Hi, I’m reading this story to my child as a non-Brit, can someone explain this riddle to me?

by 0O00O0O00O

33 comments
  1. All I can think of is “Magic the Gathering Guys?” 😂

  2. Empty Gee Gee (another word for a horse)

    also, second one is a towel.

  3. It’s *so* out of date.

    The answer is ‘Empty’ (MT), and GG which is old slang for ‘Horse’. But the only person I have ever heard call a horse a Gee Gee was my Grandad, never heard it anywhere else.

  4. M T G G

    “M T” sounds like “empty”, and a “gee gee” is slang for a horse, so “empty horse”.

  5. I had to explain to my 6 year old daughter what a cassette tape was the other day after she read something about on from a Biff & Chip book. Made me feel ancient!

  6. Oh damn, seeing the bit about the magic key gave me whiplash. I used to read those in infant school.

  7. I grew up in the countryside and never once heard them referred to as ‘gee gees’. Where I’m from we used the term ‘horse’.

  8. Biff and Chip books are still around? I remember them being used in primary school 28 years ago. Now I get to feel old twice, once for understanding the joke and once for recognised a book that once helped teach me how to read.

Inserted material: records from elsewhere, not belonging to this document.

PR #1236, opened 2016-09-23
Perform automatic update checks and install when found. Fixes #625

### LINKED ISSUE #625: Installed builds should auto-update themselves

Mossop:
This is pretty rough and ready but it works on Windows. If you could test on OSX that would be great, there is an available update in the releases right now so shortly after starting up you should see the prompt to install it.

### DIFF
--- a/app/main/updater.js
+++ b/app/main/updater.js
@@ -1,0 +1,57 @@
+/*
+Copyright 2016 Mozilla
+
+Licensed under the Apache License, Version 2.0 (the "License"); you may not use
+this file except in compliance with the License. You may obtain a copy of the
+License at http://www.apache.org/licenses/LICENSE-2.0
+Unless required by applicable law or agreed to in writing, software distributed
+under the License is distributed on an "AS IS" BASIS, WITHOUT WARRANTIES OR
+CONDITIONS OF ANY KIND, either express or implied. See the License for the
+specific language governing permissions and limitations under the License.
+*/
+
+import os from 'os';
+import { setInterval } from 'timers';
+import { app, autoUpdater, dialog } from 'electron';
+import { version as appVersion, name as appName } from '../../package.json';
+
+// Check once an hour
+const UPDATE_CHECK_TIME = 1000 * 60 * 60;
+
+// Exe name is set to the same as the package name
+app.setAppUserModelId(`com.squirrel.${appName}.${appName}`);
+
+try {
+  autoUpdater.setFeedURL(`https://tofino-update-server.herokuapp.com/update/${os.platform()}_${os.arch()}/${appVersion}`);
+} catch (e) {
+  // This happens when the application isn't code signed on OSX.
+}
+
+autoUpdater.on('update-downloaded', () => {
+  dialog.showMessageBox({
+    type: 'question',
+    title: 'Update Available',
+    message: 'An update is available, would you like to install it?',
+    buttons: ['Yes', 'No'],
+    defaultId: 0,
+    cancelId: 1,
+  }, response => {
+    if (response === 0) {
+      autoUpdater.quitAndInstall();
+    }
+  });
+});
+
+function checkForUpdates() {
+  try {
+    autoUpdater.checkForUpdates();
+  } catch (e) {
+    // This happens if the app isn't installed
+  }
+}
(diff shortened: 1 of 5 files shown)


bgrins:
This is failing on travis with: https://travis-ci.org/mozilla/tofino/jobs/162308500#L1496

bgrins:
I get a crash when running this locally with:

> ./dist/mac/tofino.app/Contents/MacOS/tofino 

2016-09-26 15:49:27.423 tofino[13833:131480] App Transport Security has blocked a cleartext HTTP (http://) resource load since it is insecure. Temporary exceptions can be configured via your app's Info.plist file.
main ERROR: Error: The resource could not be loaded because the App Transport Security policy requires the use of a secure connection.
    at Error (native)

bgrins:
On Windows 7 I see two issues, one big and one small:

1) I got the 'update is available prompt' after running `npm run package` then double clicking on `dist/win/tofino Setup 0.1.0`.  Clicked OK then it closed and reopened into an entirely back screen.  I can reproduce this every time I accept the update

2) there's some kind of text editor gif playing while the app is loading.  If it's easy to change that to another asset we could switch it to something else

app/main/updater.js
```diff
@@ -0,0 +1,57 @@
...
+import { version as appVersion, name as appName } from '../../package.json';
+
+// Check once an hour
+const UPDATE_CHECK_TIME = 1000 * 60 * 60;
+
+// Exe name is set to the same as the package name
+app.setAppUserModelId(`com.squirrel.${appName}.${appName}`);
+
+try {
+  autoUpdater.setFeedURL(`https://tofino-update-server.herokuapp.com/update/${os.platform()}_${os.arch()}/${appVersion}`);
```
victorporof: The OS platform is already set in the build config. Probably a good idea to add arch there as well now that we need it, and use that instead?

app/main/updater.js
```diff
@@ -0,0 +1,57 @@
...
+} catch (e) {
+  // This happens when the application isn't code signed on OSX.
+}
+
+autoUpdater.on('update-downloaded', () => {
+  dialog.showMessageBox({
+    type: 'question',
```
victorporof: Since this is actual UI, it should jump the appropriate hooks so that this it's handled in the frontend sagas, passing through the redux store.

app/main/updater.js
```diff
@@ -0,0 +1,57 @@
...
+    title: 'Update Available',
+    message: 'An update is available, would you like to install it?',
+    buttons: ['Yes', 'No'],
+    defaultId: 0,
+    cancelId: 1,
+  }, response => {
+    if (response === 0) {
+      autoUpdater.quitAndInstall();
```
victorporof: This should be a request coming from the frontend.

victorporof: See the way setting the default browser works.

app/main/updater.js
bgrins: This UI is running in the main process, though.  Unless/until we move the update UI into a content page there's no good way to interact with redux

victorporof: See the way setting the default browser works.

1. main process sends ipc message to renderer process "should-quit-and-update"
2. renderer process receives ipc message and dispatches "CONFIRM_QUIT_AND_UPDATE" effect
3. said effect is handled in the appropriate ui saga
4. saga sends ipc message to main process "show-message-box" with the appropriate details (this will later be replaced with better ui; it also has the benefit of standardizing a way of showing arbitrary message boxes from the ui)
5. upon confirmation, send ipc message to renderer process "${message-box-id}-confirmed" or something similar; if dismissed or cancelled, "${message-box-id}-cancelled"
6. the above mentioned messages are handled in the appropriate ui saga

This might involve a lot of boilerplate, but is very testable and easily changed in the future when we decide to use different/better ui.

bgrins: It seems OK to have some UI that the normal frontend doesn't know about any actions taken in it will never affect the renderer, and is contained within a UI which is only ever rendered by main process.  If we end up wanting to show a UI for this in a content page then that's another story, of course.  

It's just going to be hard to test auto updating in general, especially if it involved quitting and restarting the process.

  9. GG is an old name for a horse.

    Think it stands for Glorious Gamble.

    MTGG = empty horse

  10. As a Brit I had to read the comments to find the answer

  11. I’m a non Brit and I discovered a whole stash of Magic Key books in my classroom when I moved in. I used those books to teach my first graders to read for years. They never failed to interest kids and students should fight about who got the favourites next. I used to use my phone to project some of them on the smartboard and we’d discuss language, plot, characters, themes etc. It was a great way to introduce them to the concepts around series books – characters and settings can stay the same but the plot can change. I loved these books!

  12. When you jog a child on your knee while humming the William tell overture we always called that playing GeeGee

  13. I’m 40 and remember these, Biff, Kip and Chipper.

  14. If GG is MT, then there won’t be any shit thrown or smeared around

  15. That one took me a minute. Haven’t heard anybody call horses ‘gee gees’ since my nan died.

  16. Also seen in Gilbert & Sullivan

    When I have learnt what progress has been made in modern gunnery,
    When I know more of tactics than a novice in a nunnery,
    In short when I’ve a smattering of elementary strategy,
    You’ll say a better Major-General has never sat a gee

  17. Reminds me of the brilliant sketch by the Two Ronnies

    FUNEX

  18. I’ve just had to explain this to my 13 year old… his response was to pull a face …. Tell me he doesn’t get it… and shake his head at me …. Me on the other hand can’t stop laughing at him and the riddle!

  19. A Gee Gee (G G) is slang for a horse. I believe a Gee Gee is the first horse out of the starting gate.

    So an M T (empty) G G (Horse) is a hungry horse.

  20. I feel like I have a memory of having this in a Christmas cracker one year. It’s that kinda level of good bad

  21. No idea about the GG = horse, but the thing that gets wetter the more it dries is a towel

  22. Finally, due to his involvement and love of horse racing, Henry Gee’s name became synonymous with race horses, as today they are still often called, ‘gee gees’. And it all stared in Chester Race Course here in the Uk

  23. I’m 34 and I remember needing this explaining to me when I read it in the 90’s

  24. Growing up in a horse racing town, sating gee gees for the horses is the norm & still used today, especially if you’re going to place a bet on the gee gees.